241214 事業承継学会にて事業承継M&Aに関するリサーチを発表

2024-12-14

2024年12月14日、第15回事業承継学会年次大会において、事業承継M&Aに関するリサーチプロジェクトチーム(サイバーアシスト吉村正裕氏、インテグリティサポート桐明幸弘氏、ソーシャルキャピタルマネジメント小林)による調査の背景、およびアンケートの結果、原因分析等の発表を行いました。

 

(共同発表者の吉村正裕氏)

 

 

背景:事業承継M&Aにおいて不適切な事例が社会問題化

 

事業承継は、日本の中小企業にとって喫緊の課題となっています。経済産業省の調査によれば、後継者がいない中小企業の割合は約7割にのぼり、これに対応する手段としてM&Aが推奨されています。しかし、そのプロセスにおいて問題点も多く報告されています。
本プロジェクトは、M&A仲介会社が中小企業経営者に対しどのような営業姿勢をとり、どの程度信頼に値する支援を行っているかを調査することで、業界の改善点を明らかにしようとするものです。

 

調査概要

 

アンケート調査は中小企業経営者や支援者を対象に実施され、回答者は126名にのぼりました。そのうち、62%が経営者または後継者、33%が支援者であり、調査対象は従業員30名未満の企業が65%を占めています。回答者の76%がM&A仲介会社との接点を持ち、その中で39%が仲介会社を起用した経験があると回答しました。

 

主な調査結果

 

営業姿勢に対する印象

調査対象者の75%以上がM&A仲介会社の営業姿勢にネガティブな印象を持っており、「非常に悪い」との評価が24%を占めました。
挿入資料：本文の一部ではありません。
PR #6980, opened 2026-07-24
feat(prepro): refactor - split args into function args and entry-specific level, internally supplied context arguments which are now fully typed

anna-parker:
The `args` dict has become a catch all bucket for function-specific argument and entry-level specific arguments like accession, submittedAt, group, external service info - that are the same across all functions. 

As these `context` arguments are not supplied by the user we can actually properly type them. This should make the code cleaner overall.

This refactor creates a new typed class called `ProcessingContext` (to be supplied to the function along with `ProcessingArgs`) and additionally splits up the massive function `get_output_metadata` into logical subfunctions to improve readability.

### PR Checklist

🚀 Preview: https://feat-prepro-context.loculus.org


corneliusroemer:
Also this could probably go into main (via the refactor)

maverbiest:
Could you rebase this so reviewing's a bit easier? (hope the conflicts aren't too much of a nightmare)

preprocessing/nextclade/src/loculus_preprocessing/prepro.py
```diff
@@ -325,7 +320,61 @@ def get_sequence_length(
...
+            )
+        except MultipleSequencesPerSegmentError as e:
+            error_annotation = e.get_processing_annotation(
+                processed_field_name=output_field, organism=config.organism
+            )
+            logger.error(error_annotation.message)
+            return True, None
+        return True, get_sequence_length(unprocessed.unalignedNucleotideSequences, sequence_name)
+
+    if output_field.startswith("length_"):
```
maverbiest, line 368: Very minor, but do we want to extract "length_" in to a constant (similar to `PROCESSED_PREFIX` etc.) and do `get_dataset_name(output_field.removeprefix(<prefix>), unprocessed.unalignedNucleotideSequences, config)` below?

preprocessing/nextclade/src/loculus_preprocessing/prepro.py
```diff
@@ -325,7 +320,61 @@ def get_sequence_length(
...
+        sequence_name = get_dataset_name(
+            output_field[7:], unprocessed.unalignedNucleotideSequences, config
+        )
+        return True, get_sequence_length(unprocessed.unalignedNucleotideSequences, sequence_name)
+
+    return False, None
+
+
+def get_output_metadata(  # noqa: PLR0914
```
maverbiest, line 377: This function is so much more readable now!

preprocessing/nextclade/src/loculus_preprocessing/prepro.py
maverbiest: Or I guess `"length"` would be the thing to store in a const so it can be used on line 351 above as well

preprocessing/nextclade/src/loculus_preprocessing/processing_functions.py
```diff
@@ -38,6 +39,19 @@
...
+class ProcessingContext:
+    """Runtime context that is the same for every processing function call for a given
+    accession, as opposed to `FunctionArgs` which holds the literal, per-function arguments
+    declared in the organism's YAML config.
+    """
+
+    accession_version: AccessionVersion = ""
+    is_insdc_ingest_group: bool = False
+    submitted_at: str = ""
+    taxonomy_service: TaxonomyService = field(default_factory=lambda: TaxonomyService(None))
```
maverbiest, line 52: Not blocking, but I wonder if it would be better for the fields of this class to not have default values? These are things that should for sure be present when we want to process a sequence so maybe safer to require input values for each field

For the tests we can still construct a `DEFAULT_TEST_CONTEXT = ProcessingContext("", False, "", "")` or similar

maverbiest: Ah yeah but will be more annoying for tests that only need to set one context field and not others

maverbiest (commented):
Looks great overall! I left a couple of minor comments.

One thing to look at I think is the addition of the `File` `AnnotationSourceType` in prepocessing and the frontend: noting emits this in the current PR, and if it did it would prevent a full batch from being processed since the `AnnotationSourceType` doesn't exist in the backend yet so it'd be rejected. 

It would need to be added here:

https://github.com/loculus-project/loculus/blob/5d1fa64aa3f5a83770820609ec13b349f070a2d4/backend/src/main/kotlin/org/loculus/backend/api/SubmissionTypes.kt#L284-L287

Should we save this `AnnotationSourceType` for a later PR? (if we do want to keep it here I think we should also extend the backend enum)

anna-parker:
Ah good catch with the AnnotationSourceType - this looks like a merge conflict! I will remove for now

Ah this was actually resolved by the rebase!

preprocessing/nextclade/tests/factory_methods.py
```diff
@@ -21,6 +21,12 @@
     UnprocessedData,
     UnprocessedEntry,
 )
+from loculus_preprocessing.processing_functions import ProcessingContext
+
+# Default ProcessingContext for tests that don't care about its contents (no taxonomy
+# service, no INSDC ingest group, no submittedAt). Tests that do care should construct
+# their own ProcessingContext(...) with the relevant field(s) set.
+DEFAULT_TEST_CONTEXT = ProcessingContext()
```
maverbiest:
```suggestion
def new_processing_context(
    accession_version: AccessionVersion = "",
    is_insdc_ingest_group: bool = False,
    submitted_at: str = "",
    taxonomy_service: TaxonomyService = TaxonomyService(None)
) -> ProcessingContext:
    return ProcessingContext(
        accessionVersion=accession_version,
        is_insdc_ingest_group=is_insdc_ingest_group,
        submitted_at=submitted_at,
        taxonomy_service=taxonomy_service
    )
```

I think something like this would be nice as it would allow ProcessingContext to drop the default init values and still be convenient for the tests

preprocessing/nextclade/src/loculus_preprocessing/processing_functions.py
maverbiest: Or: we add a wrapper in the tests (see my suggestion there)

maverbiest (commented):
Had another look, my main suggestion would be to not let ProcessingContext have default values and use a wrapper in the tests, but not blocking. Maybe you can take a look and see if you agree or not, I'm happy to approve afterwards!

As I was saying yesterday, I ended up with a similar shape to this when I was experimenting with the prepro data flow: https://github.com/loculus-project/loculus/pull/7302

That one is a bigger refactor with more churn, though, so it makes sense to do your PR now and see if we think my PR would make sense to do after or not. If so I'd be happy to open a follow-up!

maverbiest (approved):
Looks good!

PR #6982, opened 2026-07-24
fix(backend): display preprint servers in citations

### LINKED ISSUE #6971: Pull in "medRxiv" / "bioRxiv" into "Journal" field for SeqSet citation display
I think these are captured differently in CrossRef so that they don't come through with our current code since they are not technically journals.

theosanderson:
## Summary

Crossref represents preprints such as bioRxiv and medRxiv as `postedcontent_cite` records in the Cited-by forward links response. Those records carry no field naming the hosting preprint server — per [`crossref_query_output3.0.xsd`](https://doi.crossref.org/schemas/crossref_query_output3.0.xsd), `postedcontent_cite` is only `title?`, `contributors?`, `year?`, `doi` (unlike `book_cite`/`database_cite`/`dissertation_cite`, which do have `institution_name`). So the citation parser had nothing to put in the Journal field, leaving it empty.

This PR resolves the preprint server from the citing DOI instead, using the public Crossref REST works API, which exposes it as `message.institution[].name` (e.g. `10.1101/2020.05.01.20087403` → `medRxiv`).

- `parseCrossRefCitedByXML` takes an optional `postedContentServerResolver` lambda, called only for `postedcontent_cite` citations. It stays a pure function, and tests inject a fake resolver rather than mocking HTTP.
- `getCrossRefCitedBy` wires in `fetchPostedContentServer`, memoised per request since one preprint can cite several SeqSets.
- Lookup failures (non-200, network errors, missing `institution`) are logged and treated as "server unknown": the citation is still recorded, just without a journal, so one bad lookup can't fail the whole six-hourly citation update.

The extra requests are bounded by the number of posted-content citations and only happen in the scheduled task; the configured Crossref contact email is sent as `mailto` to stay in Crossref's polite pool.

## Validation

- `./gradlew test --tests org.loculus.backend.service.crossref.CrossRefServiceTest --console=plain`
- `./gradlew ktlintFormat --console=plain`
- Verified `fetchPostedContentServer` against the live API with a throwaway test (not committed): medRxiv and bioRxiv DOIs resolve correctly, and an unknown DOI returns null rather than throwing.
- Unit tests cover the resolved case, the unknown-server case, and that non-posted-content citations never trigger a lookup.

Closes #6971

### DIFF
--- a/backend/src/test/kotlin/org/loculus/backend/service/crossref/CrossRefServiceTest.kt
+++ b/backend/src/test/kotlin/org/loculus/backend/service/crossref/CrossRefServiceTest.kt
@@ -198,6 +198,35 @@ class CrossRefServiceTest(
     }
 
     @Test
+    fun `parseCrossRefCitedByXML uses the hosting institution as journal for preprints`() {
+        val xml = """
+            <crossref_result>
+                <forward_link doi="10.1234/seqset-1">
+                    <postedcontent_cite>
+                        <title>A bioRxiv preprint</title>
+                        <institution_name>bioRxiv</institution_name>
+                        <year>2024</year>
+                        <doi>10.1101/2024.01.01.123456</doi>
+                    </postedcontent_cite>
+                </forward_link>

好感を持つポイントとしては「プロセスの説明」や「実績に基づいたアドバイス」が挙げられる一方、悪印象を抱かせる要因としては「経営や事業への理解不足」「手数料目当ての姿勢」が指摘されています。

 

業務遂行にあたっての信頼性の欠如

M&A仲介会社が案件を遂行する際の信頼性については、「全く信頼できない」または「信頼できない」と答えた人が40%に達しました。特に、「相手先に関する十分な情報提供」や「企業経営や事業内容への理解」の不足が主な問題点として挙げられています。

 

不適切な営業例

調査では、具体的な不適切な営業例が多数報告されました。たとえば、虚偽の情報を用いて経営者に接触を試みる行為や、M&A仲介業者であることを隠した営業コンタクトが挙げられます。また、営業担当者の態度や高額な手数料設定が信頼を損ねる要因とされています。

 

問題の原因分析

 

調査結果をもとに、M&A仲介会社における問題点の原因分析を説明しました。主な原因として以下が挙げられます。

 

仲介会社の内部統制の問題: 従業員報酬体系がフィー収入に偏重していることが、不適切な営業姿勢を助長している。これをコントロールすべきガバナンス体制が十分機能していない。

 

業界団体の自主規制不足: 強制力のある規制が存在せず、業界団体の中核にあたる大手企業における不適切事例が相次いでいる。

 

M&Aに関するリテラシー不足: 中小企業経営者や仲介業者双方においてM&Aプロセスの理解が不足している。

 

監督体制の不備: 現在、M&A仲介業務に関する業法が存在せず、適切な監督が行われていない。

 

 

提言

 

調査結果を受け、リサーチプロジェクトからは、下記の提言が行われました。

 

  • 政府の監督強化: M&A仲介業務に関する業法を制定し、監督官庁を設けるべきではないか。

 

  • 中小企業経営者への教育: M&Aに関する正しい情報を提供し、リテラシー向上を図ることが必要。

 

  • 業界ガイドラインの実効性向上: 仲介会社に対し、信頼性の向上と適切な業務運営を求めるガイドラインの強化。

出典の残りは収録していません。